Will he at least call-in crime-fighting social workers to rescue besieged Jews? How did one in three Jewish New Yorkers cast their ballots for a Muslim who believes Israel to be a genocidal state that has no right to exist? New York City is home to 1.3 million Jews, the second-largest Jewish population outside of Tel Aviv.

Well, a recent Washington Post poll revealed that 61% of Jews believed that Israel had committed war crimes in Gaza, and 40% believed Israel committed genocide. Only 56% said they were emotionally attached to Israel; even fewer, 36%, among those aged 18 to 34.

The progressive movement has demonstrated an enormous appetite for anti-white, anti-American, antisemitic and anti-police animus. Tearing down monuments and desecrating synagogues is calisthenics for this crew. The prospect of “white flight” (especially for the worst kind of settler-colonialists, the Jews) might not even be a cause for concern. It might be an occasion to celebrate.

But when taxpayers, especially wealthy ones, flee, the tax base erodes. Who is going to be around to pay for all this free stuff? Unless nihilism itself is the endgame, and not the possibilities for a more sustainable New York.

Fearmongering? Islamophobia? Hardly. There is a legitimate reason to actually fear Islamists—most especially if one is Jewish. Just ask the people of Paris, London, Berlin, Stockholm, Brussels, Barcelona, Madrid, Milan and Genoa. Far too many Muslims are never shy in letting the West and their liberalism, and Jews and their very existence, know how much they are despised.

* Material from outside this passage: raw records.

PR #443, opened 2017-07-25
Make Node thread safe

ojura:
Accessing the MapBuilderBridge in Node was not previously guarded by a mutex, hence not thread safe.

We concluded yesterday that the Node class should be refactored to include pass-through methods which would lock the Node mutex before invoking the appropriate methods of the map builder bridge. I have come up with a more elegant way to protect access to the map builder bridge, without modifying the rest of the Cartographer codebase, and without duplicating the map builder bridge interface in the Node class, which I think is pretty cool. It's based on the [execution-around-pointer C++ idiom](https://en.wikibooks.org/wiki/More_C%2B%2B_Idioms/Execute-Around_Pointer). Please have a look at https://github.com/googlecartographer/cartographer/compare/master...larics:mutex-proxy.

Here are some measures of the offline node to see how much this has impacted performance (average of 10-30 measurements):

RViz open, submaps and trajectory visualization active: 172.5 s before, 175.01 s after
RViz closed: 137.7 s before, 140.6 s after

Do you think this is an acceptable performance loss?

### DIFF
--- a/cartographer_ros/cartographer_ros/node.cc
+++ b/cartographer_ros/cartographer_ros/node.cc
@@ -106,7 +106,10 @@ Node::~Node() {}
 
 ::ros::NodeHandle* Node::node_handle() { return &node_handle_; }
 
-MapBuilderBridge* Node::map_builder_bridge() { return &map_builder_bridge_; }
+::cartographer::common::Mutex::Proxy<MapBuilderBridge>
+Node::map_builder_bridge() {
+  return {&map_builder_bridge_, &mutex_};
+}
 
 bool Node::HandleSubmapQuery(
     ::cartographer_ros_msgs::SubmapQuery::Request& request,
--- a/cartographer_ros/cartographer_ros/node.cc
+++ b/cartographer_ros/cartographer_ros/node.cc
@@ -455,7 +455,9 @@ void Node::FinishAllTrajectories() {
 
 void Node::FinishTrajectory(const int trajectory_id) {
   carto::common::MutexLocker lock(&mutex_);
+  CHECK(is_active_trajectory_.at(trajectory_id));
   map_builder_bridge_.FinishTrajectory(trajectory_id);
+  is_active_trajectory_[trajectory_id] = false;
 }
 
 void Node::HandleOdometryMessage(const int trajectory_id,
--- a/cartographer_ros/cartographer_ros/node.cc
+++ b/cartographer_ros/cartographer_ros/node.cc
@@ -106,11 +106,6 @@ Node::~Node() {}
 
 ::ros::NodeHandle* Node::node_handle() { return &node_handle_; }
 
-::cartographer::common::Mutex::Proxy<MapBuilderBridge>
-Node::map_builder_bridge() {
-  return {&map_builder_bridge_, &mutex_};
-}
-
 bool Node::HandleSubmapQuery(
     ::cartographer_ros_msgs::SubmapQuery::Request& request,
     ::cartographer_ros_msgs::SubmapQuery::Response& response) {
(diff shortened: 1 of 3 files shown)


SirVer:
The fundamental problem with our race-condition bug is that `MapBuilderBridge` should not be handed out. It is owned by node and the node must protect it against multi-threaded access. 

We should move towards modeling this ownership correctly - your suggestion moves us into the different direction. Instead of just handing out data, we now also hand out the lock to this data to our users. They can hold it for as long as they like, potentially blocking the program. You are assuming that they only call a function on your proxy and delete the lock again, but your API cannot ensure this, therefore it is inviting bugs.  The problems here are very similar to the issues associated with locking on `this` in Java.

While the approach we discussed yesterday will be more code to type, it is trivial code (pure composition). It will easier express the ownership and locking semantics of the involved classes. It also moves us towards the right direction of ownership.

ojura:
> You are assuming that they only call a function on your proxy and delete the lock again, but your API cannot ensure this, therefore it is inviting bugs.

How about deleting the copy/move constructor/assignment operator of the `Proxy`? This ensures that the user cannot copy or move the returned Proxy instance, and keep the mutex for themselves - it can only shortly exist as an rvalue which allows calling methods on it.

SirVer:
Leaking the mutex is leaking an implementation detail. This will not allow us to ever move towards finer grained locking or other refactorings without changing all users.

ojura:
Sure, if you think that duplicating the interface in `Node` is the better route, we can do that. 

Although I would disagree in two things. First, that we are leaking implementation - the mutex lock (not the mutex itself) is kept as a private variable in `Proxy`, which is more or less equivalent to constructing it inside a pass-through method in `Node` - it is inaccessible to the caller.

I agree that we should eventually move towards more fine-grained locking, i.e. making `MapBuilderBridge` itself thread-safe, so that `Node` doesn't have to concern itself over locking its mutex when its `MapBuilderBridge` is being accessed. I envisioned when this is accomplished, we can just swap the return type of `map_builder_bridge()` from `Proxy` back to a regular pointer again - and you don't have to modify anything in the call sites, so I disagree that we would have to change all users (we don't have to change anything!)

The main benefit of having pass-through methods in `Node` is that it would be easier to do additional Node-related stuff before and after invoking the member methods - if you're concerned about that, sure, we can duplicate the interface, but I would defer that until it we really need it.

ojura:
Okay, I might have to eat my own words now. I have just realized that, although I disabled moving and copying of the `Proxy` object, the user can bind an rvalue reference or a const lvalue reference to the temporary object, which extends its lifetime to whole scope of the caller, and delays the destruction i.e. 
release of the mutex. So yes, you could steal the mutex lock if you try hard enough. (Maybe we could call it a feature? If you do this intentionally, you can perform method calls atomically this way :-) )

ojura:
Node refactoring is in this branch: https://github.com/googlecartographer/cartographer_ros/compare/master...larics:node-passthrough-thread-safe

I can update this pull request to contain these changes, just let me know.

SirVer:
Please update this branch.

ojura:
Done.

ojura:
@wohe Done, please have a look.

cartographer_ros/cartographer_ros/node.cc
```diff
@@ -459,6 +457,55 @@ void Node::FinishAllTrajectories() {
   }
 }
 
+void Node::FinishTrajectory(const int trajectory_id) {
+  carto::common::MutexLocker lock(&mutex_);
+  map_builder_bridge_.FinishTrajectory(trajectory_id);
```
wohe: `CHECK` that `is_active_trajectory_` is `true` before calling `FinishTrajectory()` and set to `false` afterwards?

ojura: Ok, done.

cartographer_ros/cartographer_ros/node.cc
```diff
@@ -459,7 +459,10 @@ void Node::FinishAllTrajectories() {
 
 void Node::FinishTrajectory(const int trajectory_id) {
   carto::common::MutexLocker lock(&mutex_);
+  CHECK(is_active_trajectory_.count(trajectory_id) > 0 &&
```
wohe: The first check is redundant. You'd also need to rebase once more before we can merge.

ojura: If it doesn't exist, won't operator[] implicitly insert a new default value (which happens to be `false` for booleans)? Do you want that?

wohe: Yes, that's what I meant. The `CHECK` will fail in this case, so it is irrelevant whether we added a new value to the map.

wohe: And if you want to better document that we expect the value to already exist you could write it like this:
```
CHECK(is_active_trajectory_.at(trajectory_id));
```

ojura: Yes, that's exactly what I had in mind, I just forgot about it. Rebased and changed to use at().

PR #452, opened 2017-07-27
use trajectory id as namespace for trajectory marker

jihoonl:
So, each trajectory can be on or off.

### DIFF
--- a/cartographer_ros/cartographer_ros/map_builder_bridge.cc
+++ b/cartographer_ros/cartographer_ros/map_builder_bridge.cc
@@ -175,6 +175,7 @@ visualization_msgs::MarkerArray MapBuilderBridge::GetTrajectoryNodeList() {
        ++trajectory_id) {
     const auto& single_trajectory_nodes = all_trajectory_nodes[trajectory_id];
     visualization_msgs::Marker marker;
+    marker.ns = std::to_string(trajectory_id);
     marker.id = marker_id++;
     marker.type = visualization_msgs::Marker::LINE_STRIP;
     marker.header.stamp = ::ros::Time::now();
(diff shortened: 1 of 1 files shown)


ojura:
Great addition, you beat me to it :-) Could you just prefix the string `Trajectory ` in front so it is more clear in the UI what the checkbox means?

jihoonl:
ping. is there any blocking issue in this pr?

ojura:
Since no one has been assigned to the PR, it might be a good idea to use mentions for pinging (e.g. @wohe).

wohe:
Sorry, this week most of the team was out of office, it was only blocked by lack of time.

cartographer_ros/cartographer_ros/map_builder_bridge.cc
```diff
@@ -175,6 +175,7 @@ visualization_msgs::MarkerArray MapBuilderBridge::GetTrajectoryNodeList() {
        ++trajectory_id) {
     const auto& single_trajectory_nodes = all_trajectory_nodes[trajectory_id];
     visualization_msgs::Marker marker;
+    marker.ns = "Trajectory " + std::to_string(trajectory_id);
     marker.id = marker_id++;
```
wohe: My understanding is that this only has to be unique in a namespace. Could we simplify now by removing `marker_id`, initializing to `0` here and doing a `++marked.id` below?

ojura: Marker id is not equal to trajectory id because we split the trajectory into multiple markers when there are more than 16384 trajectory nodes.

ojura: Sorry, I haven't read this carefully. Perhaps we could. You want to make `marker` a local variable of one scope above and to keep the marker id inside of it?

wohe: Yes, but I was arguing for the opposite: Every trajectory now has its own `ns`, so can have a markers with `id` 0, 1, 2, etc. Only the pair of `ns` and `id` has to be unique, see https://github.com/ros-visualization/rviz/blob/kinetic-devel/src/rviz/default_plugin/marker_display.h#L62

wohe: No, I want to start counting from 0 for each `ns`.

ojura: I see. I finished this off in another PR.

jihoonl:
Followed by #473

PR #454, opened 2017-07-27
Fix fixed frame issues of the RViz SubmapsDisplay.

wohe:
Adds a 'map_node_' which gets updated with the transform to RViz's
fixed frame. Before, submaps rendered incorrectly if a fixed frame
different from the map frame was chosen.

Removes the map frame property since this data is published on the
submap list topic.

Renames node names to reflect the frames they represent.

### DIFF
--- a/cartographer_rviz/cartographer_rviz/submaps_display.cc
+++ b/cartographer_rviz/cartographer_rviz/submaps_display.cc
@@ -49,9 +49,6 @@ SubmapsDisplay::SubmapsDisplay() : tf_listener_(tf_buffer_) {
   submap_query_service_property_ = new ::rviz::StringProperty(
       "Submap query service", kDefaultSubmapQueryServiceName,
       "Submap query service to connect to.", this, SLOT(Reset()));
-  map_frame_property_ = new ::rviz::StringProperty(
-      "Map frame", kDefaultMapFrame, "Map frame, used for fading out submaps.",
-      this);
   tracking_frame_property_ = new ::rviz::StringProperty(
       "Tracking frame", kDefaultTrackingFrame,
       "Tracking frame, used for fading out submaps.", this);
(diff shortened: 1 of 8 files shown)


cartographer_rviz/cartographer_rviz/submaps_display.cc
```diff
@@ -162,20 +165,31 @@ void SubmapsDisplay::processMessage(
...
-  try {
-    const ::geometry_msgs::TransformStamped transform_stamped =
-        tf_buffer_.lookupTransform(map_frame_property_->getStdString(),
-                                   tracking_frame_property_->getStdString(),
-                                   ros::Time(0) /* latest */);
-    for (auto& trajectory : trajectories_) {
-      for (auto& submap_entry : trajectory.second) {
-        submap_entry.second->SetAlpha(
-            transform_stamped.transform.translation.z);
+  if (map_frame_ != nullptr) {
```
ensonic: change to early exit?

cartographer_rviz/cartographer_rviz/submaps_display.cc
```diff
@@ -162,20 +165,31 @@ void SubmapsDisplay::processMessage(
...
+      map_node_->setPosition(position);
+      map_node_->setOrientation(orientation);
+      context_->queueRender();
+    }
+    // Update the fading by z distance.
+    try {
+      const ::geometry_msgs::TransformStamped transform_stamped =
+          tf_buffer_.lookupTransform(*map_frame_,
+                                     tracking_frame_property_->getStdString(),
+                                     ros::Time(0) /* latest */);
```
ensonic: would it be better to use a local var with ros::Time(0) to use the same timestamp here and above.

wohe:
PTAL

PR #455, opened 2017-07-28
 Add toggleable trajectories to RViz plugin

SirVer:


SirVer:
Alternative to #422.

SirVer:
Mhh, I cannot push to the original branch since this was not a PR by @ojura. Closing this and opening #456 with a branch from my fork instead.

Not everyone is house hunting on Zillow, just yet. We still have toilet paper and bread, after all. Mamdani hasn’t yet taken office. Muggers are still in training. But expect New Yorkers to stock up before the city’s grocery stores go bare. Others are signing up for Krav Maga.

Good luck, New York City, should your Jews all decamp for yet another round of refugee status. Jews have been indispensable to New York City’s growth and stature as the cosmopolitan capital of the world. New York without Jews is most certainly not New York, even if Mamdani’s jolly antisemites would prefer it that way.

Jews make places more interesting. Mamdani may not realize, or care. We learned during the campaign that he had never heard of Billy Joel’s “New York State of Mind.” It wasn’t clear whether he even knows who Joel is. Doubtless he prefers Jay-Z’s “Empire State of Mind.”

Joel is not only Jewish, but a child of a Holocaust survivor. And Sinatra’s “Theme from New York, New York,” which may become a swan song, was written by John Kander and Fred Ebb, both children of Jewish immigrants. (Irving Berlin’s “God Bless America” is another story altogether.)

Wherever Jews have been, whether in the West or the Middle East, they have enriched its culture, made it more prosperous and set the pace for innovation and creation.

Be careful what you wish for, Mamdani voters. And if you’re among the Jews who longed for a Muslim who celebrated Oct. 7 to represent your interests, watch how friendless you may soon become.